__Task__
In the records that follow, find each line containing "parallel" and copy it.

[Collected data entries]
PR #140, opened 2021-12-23
fix unit test for resource_private_key_test

dttung2905:
Hi team,

I would like to put forward this MR to fix the error when running `make test`. 

```
❯ make test
==> Checking that code complies with gofmt requirements...
go test -i $(go list ./...) || exit 1
echo $(go list ./...) | \
        xargs -t -n4 go test  -timeout=120s -parallel=4
go test '-timeout=120s' '-parallel=4' github.com/terraform-providers/terraform-provider-tls github.com/terraform-providers/terraform-provider-tls/internal/provider 
?       github.com/terraform-providers/terraform-provider-tls   [no test files]
--- FAIL: TestPrivateKeyRSA (0.25s)
    resource_private_key_test.go:13: Step 1/2 error: Error running pre-apply refresh: exit status 1
        
        Error: Output refers to sensitive values
        
          on terraform_plugin_test.tf line 5:
           5:                     output "private_key_pem" {
        
        To reduce the risk of accidentally exporting sensitive data that was intended
        to be only internal, Terraform requires that any root module output
        containing sensitive data be explicitly marked as sensitive, to confirm your
        intent.
        
        If you do intend to export this data, annotate the output value as sensitive
        by adding the following argument:
            sensitive = true
--- FAIL: TestPrivateKeyECDSA (0.26s)
    resource_private_key_test.go:108: Step 1/2 error: Error running pre-apply refresh: exit status 1
        
        Error: Output refers to sensitive values
        
          on terraform_plugin_test.tf line 5:
           5:                     output "private_key_pem" {
        
        To reduce the risk of accidentally exporting sensitive data that was intended
        to be only internal, Terraform requires that any root module output
        containing sensitive data be explicitly marked as sensitive, to confirm your
        intent.
        
        If you do intend to export this data, annotate the output value as sensitive
        by adding the following argument:
            sensitive = true
FAIL
FAIL    github.com/terraform-providers/terraform-provider-tls/internal/provider 22.610s
FAIL
make: *** [GNUmakefile:12: test] Error 123

```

__Result__
        xargs -t -n4 go test  -timeout=120s -parallel=4
go test '-timeout=120s' '-parallel=4' github.com/terraform-providers/terraform-provider-tls github.com/terraform-providers/terraform-provider-tls/internal/provider 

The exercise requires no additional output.